Hey all, looking to get a power supply for a 4 lane track. Not sure what amps/volts I will need. What are my options, what should I stay away from and if someone has one laying around for sale let me know. Thanks in advance


Also looking for a trackmate interface


----------



## brownie374 (Nov 21, 2007)

Very cool


----------



## brownie374 (Nov 21, 2007)

Buy new from trackmate then you know it won't be junk.thats where my power cams from


----------



## honda27 (Apr 17, 2008)

*track mate*

hey mike rita has a new track mate at her house for sale . and partspig has a power supply 4 sale.


----------



## Steelix_70 (Feb 19, 2012)

Mike congrats on the track cannot wait to come play on it. I did here these place​ makes the power supply for track mate, I'm not that far into it yet but I'm going to look into this place, 10amp is what I was told to get. 
Ed

http://www.mastechpowersupply.com/dc-power-supply/switching-power-supply/mastech-regulated-variable-dc-power-supply-30v-10a-hy3010e/prod_14.html


----------



## wheelszk (Jul 8, 2006)

That would be the one, works great. :thumbsup:


----------



## beast1624 (Mar 28, 2009)

We purchased the 30v 10a dual output unit (HY3010E-3) about 3 years ago and have been very pleased with it. You can hook the 2 outputs up parallel and get 30v and 20a. We have carried this supply to two of our series races, one on an 8 lane Bowman track, and it has always more than met the demands. Mastech makes a good product.


----------



## NTxSlotCars (May 27, 2008)

wow,$550 ? I think I'm just gonna go back to batteries.


----------



## beast1624 (Mar 28, 2009)

Actually only $269.95


----------



## NTxSlotCars (May 27, 2008)

Whatta deal! I'll take two!
I need to come over and see it.


----------



## beast1624 (Mar 28, 2009)

We used it up at Bill's race. His power supply was a fixed 18v 5a so I brought mine so we could do 20v like the rest of the tracks.

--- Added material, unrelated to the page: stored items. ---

PR #257, opened 2026-01-26
Implement Pickpocket meso drops and fix Mesos Explosion 

ErwinsExpertise:
This pull request implements a complete and accurate server-side calculation for the Meso Explosion skill, ensuring that damage is based on the actual mesos consumed and using the official formula. It also adds a correct implementation for the Pickpocket skill, allowing mesos to drop from mobs when the skill procs. Additionally, constants for Meso Explosion's damage formula are now centralized, and client-reported damages are validated to prevent abuse.

**Meso Explosion Skill Calculation:**

* Server-side calculation for Meso Explosion now uses the actual mesos consumed, applies the official formula, and validates client-reported damages within a tolerance to prevent exploits (`channel/damage_calc.go`, `channel/handlers_client.go`, `constant/damage.go`) [[1]](diffhunk://#diff-010c97e3c360e16e2623a888109e921393a5ac389941c75b8281549b289be42bL203-R203) [[2]](diffhunk://#diff-010c97e3c360e16e2623a888109e921393a5ac389941c75b8281549b289be42bL296-R362) [[3]](diffhunk://#diff-58f47af606b2ed1ca1742a51a8b1f41aa34bd82ecca1e605b23c52cb9fe4cd8fL2643-R2664) [[4]](diffhunk://#diff-58f47af606b2ed1ca1742a51a8b1f41aa34bd82ecca1e605b23c52cb9fe4cd8fL2656-R2707) [[5]](diffhunk://#diff-4d034f01a8cb51793c70f45f437dc141ce438df213d14b8e2db724aa03ac1be6R63-R71).
* Meso Explosion formula constants are defined in `constant/damage.go` for maintainability and clarity.

**Pickpocket Skill Implementation:**

* Added logic to proc Pickpocket on mob damage, rolling for meso drops according to skill level and dropping mesos at the mob's position for the player (`channel/pools.go`).

**Client Damage Validation:**

* Client-reported damage for Meso Explosion is now checked against a calculated maximum with a variance tolerance, replacing it with the server-calculated value if outside the allowed range (`channel/damage_calc.go`, `channel/handlers_client.go`) [[1]](diffhunk://#diff-010c97e3c360e16e2623a888109e921393a5ac389941c75b8281549b289be42bL296-R362) [[2]](diffhunk://#diff-58f47af606b2ed1ca1742a51a8b1f41aa34bd82ecca1e605b23c52cb9fe4cd8fL2656-R2707).

### DIFF
--- a/channel/pools.go
+++ b/channel/pools.go
@@ -351,8 +351,7 @@ func (pool *lifePool) mobDamaged(poolID int32, damager *Player, dmg ...int32) {
 								mesoAmount = 5000
 							}
 
-							dropPos := pool.instance.calculateFinalDropPos(v.pos)
-							pool.dropPool.createDrop(dropSpawnNormal, dropTimeoutNonOwner, mesoAmount, dropPos, true, damager.ID, 0)
+							pool.dropPool.createDrop(dropSpawnNormal, dropTimeoutNonOwner, mesoAmount, v.pos, true, damager.ID, 0)
 						}
 					}
 				}


channel/damage_calc.go
```diff
@@ -293,11 +293,73 @@ func (calc *DamageCalculator) CalculateHit(
...
+		// If no mesos found, damage should be 0
+		if totalMesos == 0 {
+			result.MinDamage = 0
+			result.MaxDamage = 0
+			result.ExpectedDmg = 0
+			result.IsValid = (result.ClientDamage == 0)
+			return true
+		}
+		
+		// Calculate damage using the correct formula
```
Hucaru, line 349: This calculation step is happening multiple times. First time here and then a second time in the mesos explosion attack handler. This validation should probably adjust the damage if it's gone above max damage and the mesos explosion handler should not need to recheck if damage conforms to formula.

Hucaru: Thinking about this further I think it might be better to just do the validation here. If the validation passes then the damage can be corrected in the attack handler.

ErwinsExpertise: Removed duplicate calc

channel/pools.go
```diff
@@ -327,6 +327,35 @@ func (pool *lifePool) mobDamaged(poolID int32, damager *Player, dmg ...int32) {
...
+							if mesoAmount < 1 {
+								mesoAmount = 1
+							}
+
+							if mesoAmount > 5000 {
+								mesoAmount = 5000
+							}
+
+							dropPos := pool.instance.calculateFinalDropPos(v.pos)
+							pool.dropPool.createDrop(dropSpawnNormal, dropTimeoutNonOwner, mesoAmount, dropPos, true, damager.ID, 0)
```
ErwinsExpertise: @Hucaru for some reason this drop is raining from the sky vs dropping from monster pos as normal drops do. Any idea what's wrong?

channel/damage_calc.go
```diff
@@ -293,11 +293,73 @@ func (calc *DamageCalculator) CalculateHit(
 	return result
 }
 
-func (calc *DamageCalculator) handleSpecialSkillDamage(result *CalcHitResult, mob *monster, rngBuf *DamageRngBuffer, hitIdx int) bool {
+func (calc *DamageCalculator) handleSpecialSkillDamage(result *CalcHitResult, mob *monster, info *attackInfo, rngBuf *DamageRngBuffer, hitIdx int) bool {
 	str := float64(calc.player.str)
 	dex := float64(calc.player.dex)
 	luk := float64(calc.player.luk)
 
+	if skill.Skill(calc.skillID) == skill.MesoExplosion {
```
Hucaru: I think this if statement along with the next one(s) would be better represented as a switch statement now

channel/pools.go
Hucaru: I'm not sure I follow exactly. Is it acting like Ludi bonus stage drop? Or is the drop starting in the sky instead of the ground? Are you able to post a screenshot so I can see the problem?

channel/pools.go
```diff
@@ -327,6 +327,35 @@ func (pool *lifePool) mobDamaged(poolID int32, damager *Player, dmg ...int32) {
...
+							mesoAmount := int32(float64(dmgSum) * mesoPercentage)
+							if mesoAmount < 1 {
+								mesoAmount = 1
+							}
+
+							if mesoAmount > 5000 {
+								mesoAmount = 5000
+							}
+
+							dropPos := pool.instance.calculateFinalDropPos(v.pos)
```
Hucaru: This might be the issue. It should be `v.pos`. createDrop will do the final drop calculation for you on this line https://github.com/Hucaru/Valhalla/blob/master/channel/pools.go#L1048

channel/pools.go
ErwinsExpertise: Yeah, it falls from the top of the screen. 
https://prnt.sc/6GrltJCe5E7V

channel/pools.go
ErwinsExpertise: I added this after hoping it was the foothold, but it does not seem to be the issue.

channel/pools.go
Hucaru: can you test with this set to zero https://github.com/Hucaru/Valhalla/blob/master/channel/field.go#L1041 ? I suspect this is passing a cross product check in the foothold above code for a foothold it shouldn't

ErwinsExpertise: I attempted with that and it's still raining. The drop seems to be making it to the correct foothold, however, the animation isn't right.

ErwinsExpertise: https://prnt.sc/qs0yL-inQAzF

It looks like the drop is coming from a single mob and spreading to all that are hit? I'm assuming this mob is likely the first in the slice, but we are using the indexed position so that doesn't really make sense?

Hucaru: I think this might happen when there is a mob that shares the same spawn id as the character on the map.

A quick check would be to to have 2 characters with low id's e.g. 1 and 2 and see if when pickpocket is enabled the drops originate from different monsters. When creating the mesos from pickpocket print the mob spawn id you are hitting and find the origin mob and confirm it has the same id as the character. 

A quick hack solution would be to start indexing character id's in the database at 1000 cycle mob IDs up to 1000 instead of max int32. This is very dirty and should just be a final resort.

I think the reason this doesn't happen when a mob dies is because we remove the mob before me make the drop.

Hucaru: If this ends up being the issue don't fix in this PR as player character storage in server might need a rework to be part of life pool

ErwinsExpertise: Yeah it seems to mostly work fine with any character past the first index.

Hucaru: Ok, then leave it for now and raise a bug ticket to keep track of it. Exact conditions need to be determined before a proper fix can be determined.

channel/pools.go
Hucaru: This line needs to be removed it's redundant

It was admittedly the most expensive single item we invested in for our track (even more than the Trackmate interface and relay kit) and I pondered the purchase for 2 or 3 months before pulling the trigger, but after 3 years or so it has turned out to be well worth it. You can get some from Mastech that are quite a bit cheaper, I just wanted the dual output...before we hooked up Trackmate we had one output to lanes 1&2 and the other to 3&4 so we could turn down 3&4 for the kids while the 'adults' raced on 1&2. It also has a 3rd output with fixed 5v 3a output that I am going to use eventually for accessories.


----------



## wheelszk (Jul 8, 2006)

They should only be around $145.00 from trackmate. Professor Motor has one for $119.00 5V-20v 15 amp.


----------



## beast1624 (Mar 28, 2009)

wheelszk said:


> They should only be around $145.00 from trackmate. Professor Motor has one for $119.00 5V-20v 15 amp.


 
The $145 one from Trackmate is their branded version of this one from Mastech that Mastech sell for $140:

http://www.mastechpowersupply.com/d...-dc-power-supply-30v-10a-hy3010e/prod_14.html

For my situation I wanted the dual output and capability for 20 amps. If I had a smaller track I would most definately have gotten the one from Trackmate. Not familier with the Professor Motor supply but my experience with the Mastech/Trackmate supply has been very good.


----------



## mking (Apr 25, 2000)

*mastech*

We have three bad mastech power supplies in our slot group. 2 quite working and my $269 30 amp unit will not hold a stable voltage (it wanders, very annoying during testing or racing). 

i also have an MG unit that is great, from alan galinko. trouble free for 6 years now (10 amp unit, $125, not sure he stocks them anymore) 

http://agg.fsmra.com/custprice.html

have several guys in our group who use 5 amp pyramid supplies, they are fine but if you are running super stocks (6 ohm super g plus cars or SRTs) or any 3 ohm cars you need more amps for a 4 lane track. 

i have recently bought the professor motor 15 amp unit to replace my mastech (i have 2 tracks), and i have yet to hook it up, but overall the construction quality is much less rugged than the MG, Mastech, or Pyramid power supplies.


----------



## Dyno Dom (May 26, 2007)

I have an MG unit from Alan G. & it works great. For my 6 laner, I've been
thinking of upgrading the supply for higher amps. Does anyone know
about the Astron p/s from Greg B. of HO Slot Car site??


----------



## slotking (May 27, 2008)

http://www.ebay.com/sch/i.html?_nkw...at=0&_odkw=variable+dc+power+supply&_osacat=0

not a big epay fan, but some deals can be found there


----------